[Mono-dev] Generic sharing: Good news, bad news, how to win big

Mon Apr 14 10:13:11 EDT 2008

<snip>

>
> It seems that only a small number of RGCTXs is ever used, and the ones
> that are used could make do with 2 to 5 slots on average.  For FSharp,
> for instance, if we used an optimal allocation strategy (i.e. only
> allocate RGCTXs if needed, only allocate as many slots as needed and
> don't use any meta-data) we could get the 600k down to about 6k, which
> would be more than acceptable.
>
> There is a problem with allocating a RGCTX lazily, though.  Allocating
> a RGCTX requires some information.  Specifically, it requires the
> MonoVTable* for the class for which to allocate the RGCTX.  This is
> not an issue for non-static methods because the vtable is accessible
> through the "this" argument.  Static methods don't have that argument,
> though.  In fact, the RGCTX must contain a pointer to the vtable
> because we need it in static methods for some purposes, like exception
> handling.  So I think we'll need to switch to passing not the RGCTX,
> but the vtable to static methods, since the latter contains a pointer
> to the RGCTX anyway, which, for lazy allocation, could be NULL.  This
> would give us the additional advantage of not having to store the
> vtable in the RGCTX, saving us 4/8 bytes per RGCTX.
>
> As for how to arrange the RGCTX itself I have the following proposal:
> Let's get rid of all the superclass and type argument type information
> and just concentrate on the extensible part.  I'd like to implement
> two different kinds of RGCTX - small ones and large ones.  Small
> RGCTXs would have space for up to some constant number of slots,
> preferably 3 or 7.  The layout would look like this on a 32-bit
> system:
>
> struct small_rgctx {
>  guint8 size;
>  guint8 slot_numbers[3];
>  gpointer slots[0];
> }
>
> size would be the number of slots in the RGCTX.  slot_numbers would
> identify the type information stored in the slots array.
>
> To fetch an item out of the RGCTX we'd have to search through the
> slot_numbers array to find the required type information and then
> fetch the corresponding pointer from the slots array.  If the type
> information is not found we'd jump into unmanaged code and extend the
> RGCTX by allocating a new one with space for one more slot or, if the
> maximum number of slots is reached, upgrading to a large RGCTX.
> Another reason for using a large RGCTX would be if the values of the
> slot numbers exceeded 255, which should be very unlikely, though.
>
> We could keep free lists per domain of the RGCTXs we've thrown away.
> It might be necessary to use hazard pointers for access to the RGCTX
> so as to avoid reusing memory of a thrown-away RGCTX if another thread
> is still accessing it.
>

Isn't possible or better to do RGCTX free'ing at GC time?

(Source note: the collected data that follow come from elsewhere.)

PR #3180, opened 2015-03-22
Cython22

DragonSA:
Add support for cython 0.22.

### DIFF
--- a/kivy/graphics/context_instructions.pxd
+++ b/kivy/graphics/context_instructions.pxd
@@ -16,39 +16,39 @@ cdef class PopState(ContextInstruction):
     pass
 
 cdef class LineWidth(ContextInstruction):
-    cdef void apply(self)
+    cdef void apply(self) except *
 
 cdef class Color(ContextInstruction):
-    cdef void apply(self)
+    cdef void apply(self) except *
 
 cdef class BindTexture(ContextInstruction):
     cdef int _index
     cdef object _source
     cdef Texture _texture
-    cdef void apply(self)
+    cdef void apply(self) except *
 
 
 cdef class LoadIdentity(ContextInstruction):
     pass
 
 cdef class PushMatrix(ContextInstruction):
-    cdef void apply(self)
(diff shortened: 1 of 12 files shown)


tito:
Good to me. @kived ?

akshayaurora:
Won't this result in a significant performance hit?

tito:
no idea, need to be tested.

kived:
I already have a PR which does the same thing. But using except * does cause a performance hit, as the interpreter will check for an exception after every call to those functions. We discussed switching the functions all to int except -1, which won't check for exceptions unless the function returns -1. Should be better, but it means adding return 0 to every apply function.

DragonSA:
Just a warning about this pull request: this patch (and others) on kivy 1.8.0 are causing a lot of failed unit tests (errors=2, failures=9).  This could be other issues with FreeBSD however I haven't isolated the problem (more difficult as FreeBSD ships with cython 0.22 - hence this patch).

DragonSA:
Never mind, the failures come from audio and font.  No issues with unit tests from graphics.  Apologies for the noise.

kived:
FYI - you can use pip to install a specific version of Cython.

tito:
Then +1 for adding return 0.

kived:
At this point, I'm leaning toward that option as well. The Cython devs haven't even acknowledged the bug report, so it may be better to take the slight performance hit to avoid waiting on them.

matham:
Yep, agree that the return 0/-1 is a good choice at this point. But not before the release.

matham:
We'll just have to make sure as well that exception previously eaten by cython will not be forwarded. E.g. textures to large etc, in the past those did not cause an exception because cython ignored them and just printed that.

inclement:
I did a PR to add 'except -1' instead, at https://github.com/kivy/kivy/pull/3283.

akshayaurora:
closing in favor of https://github.com/kivy/kivy/pull/3283

PR #3181, opened 2015-03-22
fix reported window size

### LINKED ISSUE #3177: [AnchorLayout][Regression] widgets are not positioned correctly until the window is resized
The bug is not present when using pygame, seen on Debian Jessie with Gnome 3.14.

screenshot from 2015-03-22 11 37 19

```python
Config.set('graphics', 'width', 300)
Config.set('graphics', 'height', 300)

from kivy.app import App
from kivy.lang import Builder

kv = """
AnchorLayout:
    Button:
        size_hint: None, None
"""


class TestApp(App):
    def build(self):

if __name__ == '__main__':
    TestApp().run()
```

<bountysource-plugin>
---
Want to back this issue? **[Post a bounty on it!](https://www.bountysource.com/issues/9865081-anchorlayout-regression-widgets-are-not-positioned-correctly-until-the-window-is-resized?utm_campaign=plugin&utm_content=tracker%2F42681&utm_medium=issues&utm_source=github)** We accept bounties via [Bountysource](https://www.bountysource.com/?utm_campaign=plugin&utm_content=tracker%2F42681&utm_medium=issues&utm_source=github).
</bountysource-plugin>

kived:
Fixes #3177

### DIFF
--- a/kivy/core/window/_window_sdl2.pyx
+++ b/kivy/core/window/_window_sdl2.pyx
@@ -92,12 +92,11 @@ cdef class _WindowSDL2Storage:
         cdef SDL_DisplayMode mode
         SDL_GetWindowDisplayMode(self.win, &mode)
 
-        IF USE_IOS:
-            cdef int w, h 
-            SDL_GL_GetDrawableSize(self.win, &w, &h)       
-            mode.w = w
-            mode.h = h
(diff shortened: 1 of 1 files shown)


dessant:
superbe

It would be
simpler, the hardest
part would be guarding against parking threads inside RGCTX related code,
which can be done with
some link time trickery and a lit of changes on stack scanning code.

>
> A large RGCTX could be some kind of small hash table.
>
> With such data structures we could also do another optimization.
> Right now every class that is either a generic class or is a direct or
> indirect subclass of a generic class has its own RGCTX.  Non-generic
> classes can never give rise to the need for another piece of type
> information in a RGCTX, so they could share the RGCTXs of their
> generic superclasses.
>
> Does this sound like a sensible plan?  Am I missing something crucial?
>  Does anybody have any suggestions or better ideas?
>
> Mark

These are great news Mark.

In Madrid we discussed about using segfaults to trigger lazy filling of
rgctx, have you thought about using that?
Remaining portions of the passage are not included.